So reiser4 was 22.5 percent faster than reiser3.6.

This seems like a nice result... waiting for reiser4 to be included in love-sources! 

 :Very Happy: 

----------

## yngwin

 *Ypsilon wrote:*   

> So reiser4 was 22.5 percent faster than reiser3.6.
> 
> This seems like a nice result... waiting for reiser4 to be included in love-sources! 
> 
> 

 

Well we need the namesys guys to port their stuff to the 2.6.6 kernel. In the meantime we can still use 2.6.5 with Reiser4. Look in my sig....    :Cool: 

----------

## cordor

Consider average users might run applications most of the time, and webservers serve files only. I guess benchmarking on allocating files in a large directory, or performing heavily threaded read-only/rw operation would be more convincing for me. IMHO  :Smile: 

----------

## Ex-Cyber

Why not wrap a parallelization script around the tests and see how well Reiser4 scales?

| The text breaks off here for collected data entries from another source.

PR #6658, opened 2025-07-18
fix test-scan-and-cleanup for flatcar

jepio:
**What type of PR is this?**
/kind failing-test

test-scan-and-cleanup is failing because:
- can't install az-cli on Flatcar and subsequently
- we're unexpectedly running cis-scanning
- some vhd-content-tests were not handling flatcar correctly

I missed this in testing because I was passing `GALLERY_SUBSCRIPTION_ID` in my testing, and `test-scan-and-cleanup` swallows the error and returns success after cleanup.

Fixes #

**Requirements**:

- [ ] includes documentation
- [ ] adds unit tests

**Release note**:

```
none
```

### DIFF
--- a/vhdbuilder/packer/test-scan-and-cleanup.sh
+++ b/vhdbuilder/packer/test-scan-and-cleanup.sh
@@ -34,6 +34,12 @@ done
 
 echo "Present working directory: ${PWD}"
 
+# Set GALLERY_SUBSCRIPTION_ID to default to SUBSCRIPTION_ID if not set
+if [ -z "${GALLERY_SUBSCRIPTION_ID}" ]; then
+  GALLERY_SUBSCRIPTION_ID="${SUBSCRIPTION_ID}"
+fi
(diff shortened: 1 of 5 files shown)


vhdbuilder/packer/test-scan-and-cleanup.sh
```diff
@@ -34,6 +34,13 @@ done
 
 echo "Present working directory: ${PWD}"
 
+# Set GALLERY_SUBSCRIPTION_ID to default to SUBSCRIPTION_ID if not set
+if [ -z "${GALLERY_SUBSCRIPTION_ID}" ]; then
+  GALLERY_SUBSCRIPTION_ID="${SUBSCRIPTION_ID}"
+else
+  echo "Using GALLERY_SUBSCRIPTION_ID: ${GALLERY_SUBSCRIPTION_ID}"
```
cameronmeissner: can we always echo this out for clarity?

jepio: done

PR #6676, opened 2025-07-22
Default Rx Buffer change

seguler:
**What type of PR is this?**

/kind feature

Internal benchmarks revealed rx buffer of 2048 for 4 core or more machines outperformed in throughput tests and eliminated buffer related drops in Azure. It was determined that we'd change the default to 2048 for all customers who have more than 4 cores on their machines.

None

**Requirements**:

        perf: Performance Improvements 🚀
- [ ] includes documentation
- [x] adds unit tests

**Release note**:

```
none
```

### DIFF
--- a/aks-node-controller/parser/helper.go
+++ b/aks-node-controller/parser/helper.go
@@ -720,7 +720,7 @@ func getEthtoolRxBufferSize() string {
 	return "2048"
 }
 
-// configureEthtoolService creates the environment file and enables the ethtool systemd service
+// configureEthtoolService creates the environment file and enables the ethtool systemd service.
 func configureEthtoolService() error {
 	// Skip configuration in test environments or when not running as root
 	if os.Getenv("SKIP_ETHTOOL_CONFIG") == "true" || os.Geteuid() != 0 {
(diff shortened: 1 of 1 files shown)


cameronmeissner (changes requested):
would need to add corresponding packer config for this change to work

parts/linux/cloud-init/artifacts/ethtool-rx-buffer.sh
```diff
@@ -0,0 +1,54 @@
...
+    exit 0
+fi
+
+# Read configuration from environment file if it exists
+ETHTOOL_RX_BUFFER_SIZE=${ETHTOOL_RX_BUFFER_SIZE:-2048}
+
+echo "Configuring ethtool RX buffer size to ${ETHTOOL_RX_BUFFER_SIZE} on multi-core system (${cpu_cores} cores)"
+
+# Find the primary network interface (exclude loopback)
+primary_interface=$(ip route | grep default | awk '{print $5}' | head -n1)
```
jepio, line 25: is this going to end up finding the hyperv netvsc NIC?

parts/linux/cloud-init/artifacts/ethtool-rx-buffer.service
jepio, line 1: Rather than needing to discover NICs, how about using a udev rule that matches the correct devices and invokes the script?

PR #6688, opened 2025-07-23
Cache refactoring for E2E tests

r2k1:
**What type of PR is this?**

/kind test
/kind cleanup

- Remove `*testing.T` parameter from cached functions to prevent cross-test contamination from assertions (the main reason for logging changes)
- Unified caching logic: Replace duplicated cache handling code with a single cachedFunc implementation
- Better test isolation: Prepare caching system for tests running in different environments/locations

### DIFF
--- a/e2e/config/vhd.go
+++ b/e2e/config/vhd.go
@@ -16,6 +16,11 @@ const (
 )
 
 var (
+	logf = toolkit.Logf
+	log  = toolkit.Log
+)
+
+var (
 	imageGalleryLinux = &Gallery{
 		SubscriptionID:    Config.GallerySubscriptionIDLinux,
 		ResourceGroupName: Config.GalleryResourceGroupNameLinux,
@@ -243,9 +248,6 @@ func (i *Image) String() string {
 	// a starter for a string for debugging.
 	return fmt.Sprintf("%s %s %s %s", i.OS, i.Name, i.Version, i.Arch)
 }
-
-var logf = toolkit.Logf
-var log = toolkit.Log
 
 func GetVHDResourceID(ctx context.Context, i Image, location string) (VHDResourceID, error) {
 	switch {
--- a/e2e/test_helpers.go
+++ b/e2e/test_helpers.go
@@ -27,6 +27,11 @@ import (
 	"sigs.k8s.io/controller-runtime/pkg/log/zap"
 )
 
+var (
+	logf = toolkit.Logf
+	log  = toolkit.Log
+)
+
 // it's important to share context between tests to allow graceful shutdown
 // cancellation signal can be sent before a test starts, without shared context such test will miss the signal
 var testCtx = setupSignalHandler()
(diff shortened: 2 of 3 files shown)


e2e/cache.go
```diff
@@ -130,10 +135,93 @@ func createGalleryImage(ctx context.Context, request CreateGalleryImageRequest)
 	return resp.GalleryImage, nil
 }
 
+var ClusterLatestKubernetesVersion = cachedFunc(clusterLatestKubernetesVersion)
+
+// clusterLatestKubernetesVersion creates a cluster with the latest available Kubernetes version
+func clusterLatestKubernetesVersion(ctx context.Context, location string) (*Cluster, error) {
```
cameronmeissner, line 141: for clarity/consistency, maybe consider adding a `CreateClusterRequest` type with a `Location` field?

e2e/toolkit/log.go
```diff
@@ -0,0 +1,37 @@
...
+import (
+	"context"
+	"log"
+	"testing"
+)
+
+// testLoggerKey is a private key to prevent *testing.T from being easily accessed
+type testLoggerKey struct{}
+
+func ContextWithLog(ctx context.Context, t *testing.T) context.Context {
```
cameronmeissner: I understand that `*testing.T` is technically a "logger" since it defines a `Logf` method, though I might consider changing this to `ContextWithT` since we're adding/popping `*testing.T`'s on/off the context

e2e/config/vhd.go
```diff
@@ -237,53 +237,37 @@ type Image struct {
...
 	// a starter for a string for debugging.
 	return fmt.Sprintf("%s %s %s %s", i.OS, i.Name, i.Version, i.Arch)
 }
 
-func (i *Image) VHDResourceID(ctx context.Context, t *testing.T, location string) (VHDResourceID, error) {
-	i.vhdMutex.Lock()
-	if i.vhdLocationCache == nil {
-		i.vhdLocationCache = make(map[string]*perLocationVHDCache)
-	}
+var logf = toolkit.Logf
```
cameronmeissner: would prefer to see aliasing towards the top of the file

e2e/test_helpers.go
```diff
@@ -67,9 +67,14 @@ func newTestCtx(t *testing.T) context.Context {
 	}
 	ctx, cancel := context.WithTimeout(testCtx, config.Config.TestTimeout)
 	t.Cleanup(cancel)
+	// T should be used only for logging, not for assertions or any other logic
+	ctx = toolkit.ContextWithLog(ctx, t)
 	return ctx
 }
 
+var logf = toolkit.Logf
```
cameronmeissner: same thing here

e2e/toolkit/log.go
cameronmeissner: if @paulgmiller were here he'd probably advocate that we define a private wrapper interface around `*testing.T` to ensure that we can only ever call `.Helper()` and `.Log()`/`.Logf()`

cameronmeissner: something like `type testingLogger interface { ... } `

cameronmeissner (approved):

e2e/cache.go
r2k1: I thought about this. But it probably not worth artificially complicating it for the concistency sake

e2e/toolkit/log.go
r2k1: I know it's ugly. And I had issues with it in the past.
But in this case it's only used for testing, so the worst case a test will fail.

Initially I just tried to pass `logfunc` instead of `*testing.T`. But it's been quite annoying.

I think it's ok to pass tracing information through context that will never be using for any control flow.

PR #6690, opened 2025-07-24
Fix containerd configuration for gpu nodes without gpu drivers

r2k1:
**What type of PR is this?**

/kind bug

#6678 Introduced a subtle change. GPU-related logic has been moved to the `nodePrep` phase. This includes setting `skip_nvidia_driver_install` flag which is used by `ensureContainerd` and now called in `basePrep` before.

This change broke containerd configuration on gpu nodes without gpu drivers.


parts/linux/cloud-init/artifacts/cse_helpers.sh
```diff
@@ -49,6 +49,7 @@ ERR_GPU_DRIVERS_START_FAIL=84 # nvidia-modprobe could not be started by systemct
 ERR_GPU_DRIVERS_INSTALL_TIMEOUT=85 # Timeout waiting for GPU drivers install
 ERR_GPU_DEVICE_PLUGIN_START_FAIL=86 # nvidia device plugin could not be started by systemctl
 ERR_GPU_INFO_ROM_CORRUPTED=87 # info ROM corrupted error when executing nvidia-smi
+ERR_NVIDIA_DRIVER_INSTALL=88 # Error determining if nvidia driver install should be skipped
```
r2k1: Is it a good error code? I don't know how we pick a number.

But this variables has been referenced in CSE and not set.

timmy-wright: Maybe add to the end of the list in case there was something here previously that was removed? That way the kusto logs are cleaner.

djsly (approved):

PR #6691, opened 2025-07-24
E2E Refactoring

r2k1:
**What type of PR is this?**

/kind test
/kind cleanup

- Simplify resource group caching logic
- Move non-scenario tests to a separate module (components)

I was under the impression that this was among its key advantages...

----------

## darksbane

 *yngwin wrote:*   

>  *Ypsilon wrote:*   So reiser4 was 22.5 percent faster than reiser3.6.
> 
> This seems like a nice result... waiting for reiser4 to be included in love-sources! 
> 
>  :D 
> ...

 

2.6.6-love4 includes reiser4 support. :)

steel posted about it in the love3 thread, there's been no official new thread since then. but it's been rocking like ninja for me.

----------